▸ **Aim of the exercise**
The records below must be reproduced in full and without error.

--- Provided records ---

PR #66, opened 2016-02-03
Proto encapsulate

kelunik:


LeanderK:
it would be cool if in the future you would explain a bit what happened in the protos, so the reviewer does not have to guess based on commit messages and code

src/main/java/edu/kit/ipd/crowdcontrol/objectservice/database/transformers/ExperimentTransformer.java
```diff
@@ -16,19 +17,28 @@
...
+ * Handles transformations of experiments from and to the protocol buffer messages.
+ *
+ * @author Leander K.
  * @author Marcel Hollderbach
+ * @author Niklas Keller
  */
 public class ExperimentTransformer extends AbstractTransformer {
+    private static Integer toInteger(int value) {
+        return Integer.newBuilder().setValue(value).build();
+    }
```
LeanderK: i would move this in AbstractTransformer

kelunik:
I even linked the appropriate commit in the spec. What exactly should I explain here?

LeanderK:
no, in the description of the pull-request...its not that big of an issue ;)

src/main/java/edu/kit/ipd/crowdcontrol/objectservice/rest/RequestUtil.java
```diff
@@ -5,6 +5,10 @@
 import spark.Request;
 
 public class RequestUtil {
+    private RequestUtil() {
+        // utility class
+    }
```
LeanderK: i would write some javadoc ;) just to justify the private constructor

kelunik: Usually documentation for private members isn't generated anyway and it's justified by the comment inside?

LeanderK: utility class are still not always static. And they are not generated when you export to html, but the IDE still shows them. But i was talking more about the class-javadoc. something like:
`\** bla bla contains static methods to help with Sparkjava-requests....`

kelunik: Oh, Javadoc on the class is actually miss, right. Added it.

PR #87, opened 2016-02-05
crowdWorking: Type and dummy-platform

LeanderK:
- added type to crowd working platform
- added dummy-platform


src/main/java/edu/kit/ipd/crowdcontrol/objectservice/crowdworking/Platform.java
```diff
@@ -11,33 +11,42 @@
...
     String getName();
 
     /**
+     * Returns the type of the platform.
+     * <p>
+     * The String must match {@code [a-z0-9_]+} and must be a constant since it is the only way other services can
+     * communicate with the platform.
+     * @return a String
+     */
+    String getType();
```
marcelhollerbach: is the type now a "type" like mturk or something like a "id" like mturksandbox ?

PR #92, opened 2016-02-05
If Marcellus Wallace demands, you follow

lckr:
Replaced implementation of Observer with lambda-function


marcelhollerbach:
I do not demand! You scrued up the subscribe! Nice try ;)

---

▸ **Exercise answer**
PR #66, opened 2016-02-03
Proto encapsulate

kelunik:


LeanderK:
it would be cool if in the future you would explain a bit what happened in the protos, so the reviewer does not have to guess based on commit messages and code

src/main/java/edu/kit/ipd/crowdcontrol/objectservice/database/transformers/ExperimentTransformer.java
```diff
@@ -16,19 +17,28 @@
...
+ * Handles transformations of experiments from and to the protocol buffer messages.
+ *
+ * @author Leander K.
  * @author Marcel Hollderbach
+ * @author Niklas Keller
  */
 public class ExperimentTransformer extends AbstractTransformer {
+    private static Integer toInteger(int value) {
+        return Integer.newBuilder().setValue(value).build();
+    }
```
LeanderK: i would move this in AbstractTransformer

kelunik:
I even linked the appropriate commit in the spec. What exactly should I explain here?

LeanderK:
no, in the description of the pull-request...its not that big of an issue ;)

src/main/java/edu/kit/ipd/crowdcontrol/objectservice/rest/RequestUtil.java
```diff
@@ -5,6 +5,10 @@
 import spark.Request;
 
 public class RequestUtil {
+    private RequestUtil() {
+        // utility class
+    }
```
LeanderK: i would write some javadoc ;) just to justify the private constructor

kelunik: Usually documentation for private members isn't generated anyway and it's justified by the comment inside?

LeanderK: utility class are still not always static. And they are not generated when you export to html, but the IDE still shows them. But i was talking more about the class-javadoc. something like:
`\** bla bla contains static methods to help with Sparkjava-requests....`

kelunik: Oh, Javadoc on the class is actually miss, right. Added it.

PR #87, opened 2016-02-05
crowdWorking: Type and dummy-platform

LeanderK:
- added type to crowd working platform
- added dummy-platform


src/main/java/edu/kit/ipd/crowdcontrol/objectservice/crowdworking/Platform.java
```diff
@@ -11,33 +11,42 @@
...
     String getName();
 
     /**
+     * Returns the type of the platform.
+     * <p>
+     * The String must match {@code [a-z0-9_]+} and must be a constant since it is the only way other services can
+     * communicate with the platform.
+     * @return a String
+     */
+    String getType();
```
marcelhollerbach: is the type now a "type" like mturk or something like a "id" like mturksandbox ?

PR #92, opened 2016-02-05
If Marcellus Wallace demands, you follow

lckr:
Replaced implementation of Observer with lambda-function


marcelhollerbach:
I do not demand! You scrued up the subscribe! Nice try ;)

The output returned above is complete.